Initially, I thought that normal induction would be enough. To simplify the problem, I tried letting $3^n = k$ and then prove for every $k$, except I couldn't get it to work (plus I'm not sure if that is entirely "accurate," that is whether or not I have to prove this for just the $k$s that are a power of $3$). I also tried to rearrange $2^{3^{n+1}}+1$ so that it would have a factor of $3^{n+2}$ in all terms (using the assumption that $2^{3^n}+1$ is divisible by $3^{n+1}$), but got nowhere. For the same reasons, strong induction also failed to work out, but I still suspect that I just need to rearrange the terms correctly.
I appreciate all and any help. Thank you kindly!
Let $P(n) \equiv 3^{n+1} \mid (2^{3^n}+1)$
$P(0)$ is true since $3 \mid 3$.
Suppose $P(k)$ is true for some $k \in [0..\infty)$.
We need to demonstrate that this implies $P(k+1)$ is true.
$2^{3^{k+1}}+1 = \left( 2^{3^k} \right)^3 + 1 = \left(2^{3^k}+1 \right) \left( \left( 2^{3^k} \right)^2 - 2^{3^k} + 1 \right)$
We note that, by hypothesis, $3^{k+1} \mid 2^{3^k}+1$. If we can demonstrate that $3 \mid \left( 2^{3^k} \right)^2 - 2^{3^k} + 1$, then it will follow that $3^{k+2} \mid (2^{3^{k+1}}+1)$; that is to say P(k+1) is true, and we will be done.
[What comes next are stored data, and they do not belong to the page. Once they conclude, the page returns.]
PR #920, opened 2023-05-12
created classes(Ball,Color,Lottery)

krismva:
added implementation of methods

### DIFF
--- a/src/main/java/core/basesyntax/Application.java
+++ b/src/main/java/core/basesyntax/Application.java
@@ -2,6 +2,11 @@ package core.basesyntax;
 
 public class Application {
     public static void main(String[] args) {
-        // create three balls using class Lottery and print information about them in console
+        Ball ball1 = Lottery.getRandomBall();
+        Ball ball2 = Lottery.getRandomBall();
+        Ball ball3 = Lottery.getRandomBall();
+        System.out.println(ball1);
+        System.out.println(ball2);
+        System.out.println(ball3);
     }
 }
--- a/src/main/java/core/basesyntax/ColorSupplier.java
+++ b/src/main/java/core/basesyntax/ColorSupplier.java
@@ -1,7 +1,9 @@
 package core.basesyntax;
 
+import java.util.Random;
+
 public class ColorSupplier {
-    public String getRandomColor() {
-        return null;
+    public static String getRandomColor() {
+        return String.valueOf(Colors.values()[new Random().nextInt(Colors.values().length)]);
     }
 }
--- a/src/main/java/core/basesyntax/Colors.java
+++ b/src/main/java/core/basesyntax/Colors.java
@@ -1,0 +1,5 @@
+package core.basesyntax;
+
+public enum Colors {
+    GREEN, RED, BLACK, BLUE, YELLOW, WHITE
+}
--- a/src/main/java/core/basesyntax/Lottery.java
+++ b/src/main/java/core/basesyntax/Lottery.java
@@ -1,0 +1,13 @@
+package core.basesyntax;
+
+import java.util.Random;
+
+public class Lottery {
+
+    public static Ball getRandomBall() {
+        Ball ball = new Ball();
+        ball.setColor(ColorSupplier.getRandomColor());
+        ball.setNumber(new Random().nextInt(100));
+        return ball;
+    }
+}
--- a/src/main/java/core/basesyntax/Ball.java
+++ b/src/main/java/core/basesyntax/Ball.java
@@ -1,0 +1,22 @@
+package core.basesyntax;
+
+public class Ball {
+    private String color;
+    private int number;
+
+    public void setColor(String color) {
+        this.color = color;
+    }
+
+    public void setNumber(int number) {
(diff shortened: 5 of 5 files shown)


Ivan95kos (changes requested):
make sure your build passes before requesting a review 😉

src/main/java/core/basesyntax/Colors.java
```diff
@@ -0,0 +1,5 @@
+package core.basesyntax;
+
+public enum Colors {
```
olekskov, line 3: Consider renaming the enum to 'Color' instead of 'Colors' to follow naming conventions for singular names.

src/main/java/core/basesyntax/ColorSupplier.java
```diff
@@ -1,7 +1,9 @@
 package core.basesyntax;
 
+import java.util.Random;
+
 public class ColorSupplier {
-    public String getRandomColor() {
-        return null;
+    public static String getRandomColor() {
```
olekskov, line 6: Consider changing the method getRandomColor() to non-static and creating an instance of ColorSupplier class to call this method.

src/main/java/core/basesyntax/Lottery.java
```diff
@@ -0,0 +1,13 @@
+package core.basesyntax;
+
+import java.util.Random;
+
+public class Lottery {
+
+    public static Ball getRandomBall() {
+        Ball ball = new Ball();
+        ball.setColor(ColorSupplier.getRandomColor());
+        ball.setNumber(new Random().nextInt(100));
```
olekskov, line 10: Consider creating a single instance of Random and reuse it, instead of creating a new Random instance each time you call getRandomBall().

Also magic numbers should be class constants with proper naming

src/main/java/core/basesyntax/Lottery.java
```diff
@@ -0,0 +1,13 @@
+package core.basesyntax;
+
+import java.util.Random;
+
+public class Lottery {
+
+    public static Ball getRandomBall() {
```
olekskov, line 7: Consider changing the method from static to a non-static method, as it would be more appropriate for an object-oriented design.

src/main/java/core/basesyntax/Lottery.java
```diff
@@ -0,0 +1,13 @@
...
+        Ball ball = new Ball();
+        ball.setColor(ColorSupplier.getRandomColor());
```
olekskov, line 9: Create an instance of ColorSupplier and use its method to get a random color, instead of using a static method.

src/main/java/core/basesyntax/Application.java
```diff
@@ -2,6 +2,11 @@
 
 public class Application {
     public static void main(String[] args) {
-        // create three balls using class Lottery and print information about them in console
+        Ball ball1 = Lottery.getRandomBall();
+        Ball ball2 = Lottery.getRandomBall();
+        Ball ball3 = Lottery.getRandomBall();
+        System.out.println(ball1);
+        System.out.println(ball2);
+        System.out.println(ball3);
```
olekskov, line 10: Please use cycle for repetitive actions

src/main/java/core/basesyntax/ColorSupplier.java
```diff
@@ -1,7 +1,9 @@
...
+        return String.valueOf(Colors.values()[new Random().nextInt(Colors.values().length)]);
```
olekskov, line 7: It's better practice to have only one Random instance for multiple calls. Consider creating a private final field Random instance.

src/main/java/core/basesyntax/Lottery.java
```diff
@@ -0,0 +1,13 @@
+package core.basesyntax;
+
+import java.util.Random;
+
+public class Lottery {
+
+    public static Ball getRandomBall() {
+        Ball ball = new Ball();
```
olekskov, line 8: I'd recommend to create all-arguments constructor for Ball class and use it instead of setters here. It will make code cleaner

olekskov (changes requested):

src/main/java/core/basesyntax/Colors.java
krismva: done

src/main/java/core/basesyntax/ColorSupplier.java
krismva: done

src/main/java/core/basesyntax/ColorSupplier.java
```diff
@@ -1,7 +1,11 @@
 package core.basesyntax;
 
+import java.util.Random;
+
 public class ColorSupplier {
+    private final Random random = new Random();
+
     public String getRandomColor() {
-        return null;
+        return String.valueOf(Color.values()[random.nextInt(Color.values().length)]);
```
aaananas, line 9:
```suggestion
        return Color.values()[random.nextInt(Color.values().length)].name();
```

aaananas (changes requested):

PR #921, opened 2023-05-14
add hw-2 solution

mykhailoKrlKrk:


src/main/java/core/basesyntax/Ball.java
```diff
@@ -0,0 +1,37 @@
...
+    //constructors
+    public Ball(String color, int number) {
+        this.number = number;
+        this.color = color;
+    }
+
+    public Ball() {
+    }
+
+    //getters and setters
```
okuzan, line 16: please remove the comments before comitting

src/main/java/core/basesyntax/Colors.java
```diff
@@ -0,0 +1,12 @@
+package core.basesyntax;
+
+public enum Colors {
```
```suggestion
public enum Color {
```
enum name should be in singular

src/main/java/core/basesyntax/Colors.java
```diff
@@ -0,0 +1,12 @@
...
+    BLUE,
+    YELLOW,
+    RED,
+    PURPLE,
+    INDIGO,
+    GRAY,
+    WHITE
+
```
okuzan, line 11: remove the line

src/main/java/core/basesyntax/ColorSupplier.java
```diff
@@ -1,7 +1,10 @@
 package core.basesyntax;
 
+import java.util.Random;
+
 public class ColorSupplier {
     public String getRandomColor() {
-        return null;
+            int index = new Random().nextInt(Colors.values().length);
+            return Colors.values()[index].name();
```
okuzan, line 8: check the indentation

src/main/java/core/basesyntax/Lottery.java
```diff
@@ -0,0 +1,15 @@
...
+    public Ball getRandomBall() {
+        Ball ball = new Ball();
+        ball.setNumber(new Random().nextInt(100));
+        ball.setColor(new ColorSupplier().getRandomColor());
+        System.out.print("Ball has a number: " + ball.getNumber() + " and color: " + ball.getColor());
+        return ball;
+        }
+    }
+
+
```
okuzan, line 15: remove the extra empty lines in the end, use IDE"s autoformatter before committing - indentation is off

src/main/java/core/basesyntax/Lottery.java
```diff
@@ -0,0 +1,15 @@
+package core.basesyntax;
+
+import java.util.Random;
+
+public class Lottery {
+    public Ball getRandomBall() {
+        Ball ball = new Ball();
+        ball.setNumber(new Random().nextInt(100));
+        ball.setColor(new ColorSupplier().getRandomColor());
+        System.out.print("Ball has a number: " + ball.getNumber() + " and color: " + ball.getColor());
```
okuzan, line 10: don't forget to remove System.out.print(ln)s before committing. We can see the result of how the code words in the main class (Application)

src/main/java/core/basesyntax/Lottery.java
```diff
@@ -0,0 +1,15 @@
+package core.basesyntax;
+
+import java.util.Random;
+
+public class Lottery {
+    public Ball getRandomBall() {
+        Ball ball = new Ball();
+        ball.setNumber(new Random().nextInt(100));
```
okuzan, line 8: make 100 a class constant, don't forget to use CONSTANT_CASE and descriptive name

src/main/java/core/basesyntax/Lottery.java
```diff
@@ -0,0 +1,15 @@
...
+        ball.setColor(new ColorSupplier().getRandomColor());
```
okuzan, line 9: with this approach we create a new instance of ColorSupplier and Random per each method invocation. Let's make them class fields instead

src/main/java/core/basesyntax/Application.java
```diff
@@ -2,6 +2,14 @@
...
     public static void main(String[] args) {
-        // create three balls using class Lottery and print information about them in console
+
+        System.out.println("Play a lottery!");
+        System.out.println("You get this balls:");
+
+        for (int i = 0; i < 3; i++) {
+            Lottery lottery = new Lottery();
+            Ball ball = lottery.getRandomBall();
+            System.out.println(ball);
```
```suggestion
            System.out.println(lottery.getRandomBall());
```

okuzan: Create only one lottery instance, outside of the loop

okuzan (changes requested):
Let's make this solution better 😎

src/main/java/core/basesyntax/Lottery.java
mykhailoKrlKrk: can i use code refactor that macOs tools provide?Is it be good for code readablity  and standarts?
Знімок екрана 2023-05-14 о 18 12 23

src/main/java/core/basesyntax/ColorSupplier.java
```diff
@@ -1,7 +1,11 @@
 package core.basesyntax;
 
+import java.util.Random;
+
 public class ColorSupplier {
     public String getRandomColor() {
-        return null;
+        int index = new Random().nextInt(Color.values().length);
```
olekskov, line 7: Please move Random to class variable as done for Lottery class in order not to crate additional object every time method is called

src/main/java/core/basesyntax/Application.java
```diff
@@ -2,6 +2,13 @@
...
 public class Application {
     public static void main(String[] args) {
-        // create three balls using class Lottery and print information about them in console
+
+        System.out.println("Play a lottery!");
+        System.out.println("You get this balls:");
+        Lottery lottery = new Lottery();
+        for (int i = 0; i < 3; i++) {
+            Ball ball = lottery.getRandomBall();
+            System.out.println(ball);
```
olekskov, line 11: We don't use ball variable anywhere else so it's creation is not necessary
```suggestion
            System.out.println(lottery.getRandomBall());
```

olekskov (changes requested):
good job overall, couple of moments left

src/main/java/core/basesyntax/ColorSupplier.java
```diff
@@ -1,7 +1,12 @@
 package core.basesyntax;
 
+import java.util.Random;
+
 public class ColorSupplier {
+    Random random = new Random();
```
olekskov, line 6:
```suggestion
    private final Random random = new Random();
```

olekskov (approved):
Good job

PR #932, opened 2023-05-23
solution for jv-lottery task

vladis9:


src/main/java/core/basesyntax/Lottery.java
```diff
@@ -0,0 +1,13 @@
+package core.basesyntax;
+
+import java.util.Random;
+
+public class Lottery {
+    private static final Random random = new Random();
+    private static final int LOTTERY_MAX_COUNT = 100;
+    private static final ColorSupplier supplier = new ColorSupplier();
```
okuzan, line 8:
```suggestion
    private static final int LOTTERY_MAX_COUNT = 100;
    private final Random random = new Random();
    private final ColorSupplier supplier = new ColorSupplier();
```
place fields of the same type together
think of Random and ColorSupplier as injected dependencies, it's more idiomatic to make them non-static

okuzan (changes requested):
Good job on you first attempt 💪

Ivan95kos (approved):
Great job

PR #934, opened 2023-05-27
lottery hometask done

happytroya:


src/main/java/core/basesyntax/Application.java
```diff
@@ -3,5 +3,11 @@
 public class Application {
     public static void main(String[] args) {
         // create three balls using class Lottery and print information about them in console
+        Lottery lottery = new Lottery();
+
+        for (int i = 0; i < 3; i++) {
+            Ball ball = lottery.getRandomBall();
+            System.out.println(ball.toString());
```
olekskov, line 10: 1. method .toString() is called automatically for println() command, no need to explicitly set it:
```suggestion
            Ball ball = lottery.getRandomBall();
            System.out.println(ball);
```
2. There is no real benefit of introducing new variable to use it only once and right here:
```suggestion
            System.out.println(lottery.getRandomBall());
```

src/main/java/core/basesyntax/Ball.java
```diff
@@ -0,0 +1,13 @@
+package core.basesyntax;
+
+import java.util.Random;
+
+public class Ball extends ColorSupplier {
```
olekskov, line 5: Ball shouldn't extend ColorSupplier.
It should be simple model with constructor/getters/setters required

src/main/java/core/basesyntax/Colors.java
```diff
@@ -0,0 +1,8 @@
+package core.basesyntax;
+
+public enum Colors {
```
olekskov, line 3: Enum class should have name in singular form

src/main/java/core/basesyntax/Lottery.java
```diff
@@ -0,0 +1,10 @@
+package core.basesyntax;
+
+public class Lottery {
+    public Ball getRandomBall() {
```
olekskov, line 4: Lottery class should have Random and ColorSupplier as isntruments to create parameters of the ball

src/main/java/core/basesyntax/ColorSupplier.java
```diff
@@ -1,7 +1,10 @@
 package core.basesyntax;
 
+import java.util.Random;
+
 public class ColorSupplier {
     public String getRandomColor() {
-        return null;
+        int index = new Random().nextInt(Colors.values().length);
```
olekskov, line 7: please move initialization of new Random() to class varibale in order to avoid creation of new object each time method is called

olekskov (changes requested):

src/main/java/core/basesyntax/Lottery.java
```diff
@@ -0,0 +1,13 @@
+package core.basesyntax;
+
+import java.util.Random;
+
+public class Lottery {
+    private ColorSupplier colorSupplier = new ColorSupplier();
+    private Random random = new Random();
+
+    public Ball getRandomBall() {
+        Ball newBall = new Ball(colorSupplier.getRandomColor(), random.nextInt(100));
```
olekskov, line 10: magic numbers should be constants with proper naming
```suggestion
        Ball newBall = new Ball(colorSupplier.getRandomColor(), random.nextInt(MAX_BALL_NUMBER));
```

src/main/java/core/basesyntax/ColorSupplier.java
```diff
@@ -1,7 +1,12 @@
...
 
+import java.util.Random;
+
 public class ColorSupplier {
+    private Random random = new Random();
+
     public String getRandomColor() {
-        return null;
+        int index = random.nextInt(Color.values().length);
+        return Color.values()[index].toString();
```
olekskov, line 10:
```suggestion
        return Color.values()[index].name();
```
https://mate-academy.github.io/jv-program-common-mistakes/java-core/oop/lottery#use-name-for-getting-string-representation-of-enum-constants

src/main/java/core/basesyntax/Lottery.java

We demonstrate below that $3 \mid \left( 2^{3^k} \right)^2 - 2^{3^k} + 1$
Note that $3^k$ is an odd number for all $k \in [0..\infty)$. Computing modulo $3$, we find
\begin{align} \left( 2^{3^k} \right)^2 - 2^{3^k} + 1 &\equiv \left( (-1)^{3^k} \right)^2 - (-1)^{3^k} + 1 \pmod 3\\ &\equiv (-1)^2 - (-1) + 1 \pmod 3\\ &\equiv 1 + 1 + 1 \pmod 3\\ &\equiv 0 \pmod 3\\ \end{align}